# SD212: Graph mining

# Lab 1: Sampling

The objective of this lab is to explore differents ways to sample nodes in graphs. You're supposed to have done the lab on sparse matrices before.

## Import

In [None]:
from IPython.display import SVG

In [None]:
import numpy as np
from scipy import sparse

In [None]:
from sknetwork.data import load_netset
from sknetwork.visualization import svg_graph

In [None]:
from sknetwork.linalg import normalize

## Graphs

We will sample nodes from [Openflights](https://openflights.org), the graph of daily flights between airports.

In [None]:
graph = load_netset("openflights")

In [None]:
adjacency_weighted = graph.adjacency
names = graph.names
position = graph.position

In [None]:
# display graph (without edges)
image = svg_graph(adjacency_weighted, position, height=400, width=800, 
                  display_node_weight=True, display_edges=False)

In [None]:
SVG(image)

In [None]:
# remove weights
adjacency = (adjacency_weighted > 0).astype(int)

## To do

* How many nodes are there in this graph?
* How many edges?
* What is the degree of Paris-Orly airport?

## To do

Sample 10 nodes at random and give their names, using the following methods:
* uniform node sampling
* uniform edge sampling
* uniform neighbor sampling

**Hint:** Use ``np.random.choice``.

In [None]:
def sample_nodes(adjacency, n_samples=10):
    '''Sample nodes uniformly at random.
    
    Parameters
    ----------
    adjacency : sparse.csr_matrix
        Adjacency matrix.
    n_samples : int
        Number of samples.
        
    Returns
    -------
    nodes : np.ndarray
        Sampled nodes.
    '''
    # to be modified
    # no loop allowed
    return None

In [None]:
def sample_from_edges(adjacency, n_samples=10):
    '''Sample nodes from edges, selected uniformly at random.
    
    Parameters
    ----------
    adjacency : sparse.csr_matrix
        Adjacency matrix.
    n_samples : int
        Number of samples.
        
    Returns
    -------
    nodes : np.ndarray
        Sampled nodes.
    '''
    # to be modified
    # no loop allowed
    return None

In [None]:
def sample_from_neighbors(adjacency, n_samples=10):
    '''Sample nodes from neighbors, selected uniformly at random.
    
    Parameters
    ----------
    adjacency : sparse.csr_matrix
        Adjacency matrix.
    n_samples : int
        Number of samples.
        
    Returns
    -------
    nodes : np.ndarray
        Sampled nodes.
    '''
    # to be modified
    # no loop allowed
    transition_matrix = normalize(adjacency)
    return None

## To do

Compute the average degree of a node sampled with each of the above sampling methods.

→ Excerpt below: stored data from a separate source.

PR #406, opened 2021-10-21
Issue#398 that decreasing replicas will make zookeeper unrecoverable when zookeeper not running.

### LINKED ISSUE #398: if zookeeper is not running, then decreasing  replicas will make cluster of zookeeper Unrecoverable

stop-coding:
Change log description
Fixes the bug that decreasing replicas will make zookeeper unrecoverable when zookeeper not running.

Purpose of the change
Fixes #398

What the code does
Add protection for setting Stateful when zookeeper not running.
If zookeeper not running, we will prohibited to update replicas status until zookeeper resume.
When user decrease replicas value, it will remove node with reconfig firstly.
Keep do that remove node with reconfig on preStop before pod exit.

How to verify it
Create an cluster that size is 3 (kubectl create -f zk.yaml).
Wait all pod running, named: zk-0\zk-1\zk-2.
Delete zk-1\zk-2 pod, it make cluster of zookeeper unable to provide services.
"kubectl edit zk" that change replicas to 1 immediately.
Wait some time, replicas will decrease to 1.
Now, checking that:
Is zk-0 is all right?

### DIFF
--- a/pkg/controller/zookeepercluster/zookeepercluster_controller.go
+++ b/pkg/controller/zookeepercluster/zookeepercluster_controller.go
@@ -14,6 +14,7 @@ import (
 	"context"
 	"fmt"
 	"strconv"
+	"strings"
 	"time"
 
 	"github.com/operator-framework/operator-sdk/pkg/predicate"
@@ -295,7 +296,22 @@ func (r *ReconcileZookeeperCluster) reconcileStatefulSet(instance *zookeeperv1be
 
 			data := "CLUSTER_SIZE=" + strconv.Itoa(int(newSTSSize))
 			r.log.Info("Updating Cluster Size.", "New Data:", data, "Version", version)
-			r.zkClient.UpdateNode(path, data, version)
+			err = r.zkClient.UpdateNode(path, data, version)
+			if err != nil {
+				return fmt.Errorf("Error updating cluster size %s: %v", path, err)
+			}
+			// #398 if decrease node, remove node immediately after update node successfully.
+			if newSTSSize < foundSTSSize {
+				var removes []string
+				for myid := newSTSSize + 1; myid <= foundSTSSize; myid++ {
+					removes = append(removes, strconv.Itoa(int(myid)))
+				}
+				r.log.Info("It will do reconfig to remove id:%s", strings.Join(removes, ","))
+				err := r.zkClient.ReconfigToRemove(removes)
+				if err != nil {
+					return fmt.Errorf("Error reconfig remove id:%s", strings.Join(removes, ","))
+				}
+			}
 		}
 		err = r.updateStatefulSet(instance, foundSts, sts)
 		if err != nil {
--- a/pkg/controller/zookeepercluster/zookeepercluster_controller.go
+++ b/pkg/controller/zookeepercluster/zookeepercluster_controller.go
@@ -280,6 +280,8 @@ func (r *ReconcileZookeeperCluster) reconcileStatefulSet(instance *zookeeperv1be
 		foundSTSSize := *foundSts.Spec.Replicas
 		newSTSSize := *sts.Spec.Replicas
 		if newSTSSize != foundSTSSize {
+			// If zookeeper is not running, it must stop update replicas.
+			// Until zookeeper is running and the client connect it successfully, decreasing Replicas will take effect.
 			zkUri := utils.GetZkServiceUri(instance)
 			err = r.zkClient.Connect(zkUri)
 			if err != nil {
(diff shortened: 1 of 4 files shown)


pkg/zk/zookeeper_client_test.go
```diff
@@ -53,5 +55,11 @@ var _ = Describe("Zookeeper Client", func() {
 		It("err5 should be not nil", func() {
 			Ω(err5).ShouldNot(BeNil())
 		})
+		It("err6 should be not nil", func() {
+			Ω(err6).ShouldNot(BeNil())
+		})
+		It("err should be not nil", func() {
```
jkhalack, line 61: Probably should be `"err6 should be not nil"` 🤔

pkg/controller/zookeepercluster/zookeepercluster_controller.go
```diff
@@ -295,7 +298,31 @@ func (r *ReconcileZookeeperCluster) reconcileStatefulSet(instance *zookeeperv1be
...
+				if err != nil {
+					return fmt.Errorf("Error GetConfig %v", err)
+				}
+				r.log.Info("Get zookeeper config.", "Config: ", config)
+				for myid := newSTSSize + 1; myid <= foundSTSSize; myid++ {
+					if strings.Contains(config, "server."+strconv.Itoa(int(myid))+"=") {
+						removes = append(removes, strconv.Itoa(int(myid)))
+					}
+				}
+				// The node that have been removed witch reconfig alse can still provide services for all online clients.
```
anishakj, line 318: could u please fix typo `false`

pkg/controller/zookeepercluster/zookeepercluster_controller.go
```diff
@@ -295,7 +298,31 @@ func (r *ReconcileZookeeperCluster) reconcileStatefulSet(instance *zookeeperv1be
...
+				}
+				r.log.Info("Get zookeeper config.", "Config: ", config)
+				for myid := newSTSSize + 1; myid <= foundSTSSize; myid++ {
+					if strings.Contains(config, "server."+strconv.Itoa(int(myid))+"=") {
+						removes = append(removes, strconv.Itoa(int(myid)))
+					}
+				}
+				// The node that have been removed with reconfig also can still provide services for all online clients.
+				// So We can remove it firstly, it will avoid to error that client can't connect to server on preStop.
+				r.log.Info("Do reconfig to remove node.", "Remove ids", strings.Join(removes, ","))
```
anishakj, line 320: we are doing the same operation of removing node in https://github.com/pravega/zookeeper-operator/blob/master/docker/bin/zookeeperTeardown.sh#L45. Do you still think removing node is required here?

jkhalack: @stop-coding Did you see `Do reconfig to remove node.` message being present in the logs in your use case?

I think @anishakj is suggesting that catching the `UpdateNode` error and returning on line 303 should be enough to fix the issue, hence lines 305 to 324 would never get executed.

stop-coding: @jkhalack  Sorry for my late reply.
Only  catching the  _UpdateNode error_ is not enough to ensure do reconfigure successfully on _preStop_, for example that pod exiting but the cluster broken again. We indeed hope that updating node size and doing reconfigure is atomicity, but it's not realistic. 

It known that updating "Spec.Replicas" to k8s will tell pod to create or exit. If it fail on scale down, we can stop updating "Spec.Replicas"  until cluster recovery, that will ensure have done reconfigure before pod exit.

So I think that doing reconfigure on checking the cluster scale down is better.

ranyhb:
i would like to know if this pull request will be included in the next release?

**Note:** You must give the exact value (i.e., don't sample nodes!)

## Weighted graphs

We now take the weights into account (here the daily number of flights between airports).

## To do

* How many daily flights are there?
* What are the top-3 airports in number of flights?

## To do

Sample 10 nodes at random and give their names, using the following methods:
* weighted edge sampling
* weighted neighbor sampling

In [None]:
def sample_from_edges_weighted(adjacency, n_samples = 10):
    '''Sample nodes from edges, selected in proportion to weights.
    
    Parameters
    ----------
    adjacency : sparse.csr_matrix
        Weigthed adjacency matrix.
    n_samples : int
        Number of samples.
        
    Returns
    -------
    nodes : np.ndarray
        Sampled nodes.
    '''
    # to be modified
    # no loop allowed
    return None

In [None]:
def sample_from_neighbors_weighted(adjacency, n_samples = 10):
    '''Sample nodes from neighbors, selected uniformly at random.
    
    Parameters
    ----------
    adjacency : sparse.csr_matrix
        Weigthed adjacency matrix.
    n_samples : int
        Number of samples.
        
    Returns
    -------
    nodes : np.ndarray
        Sampled nodes.
    '''
    # to be modified
    # no loop allowed
    return None

## To do

Compute the average weight (i.e., average number of daily flights) of a node sampled from each of the above sampling methods.

**Note:** Again, you must give the exact values.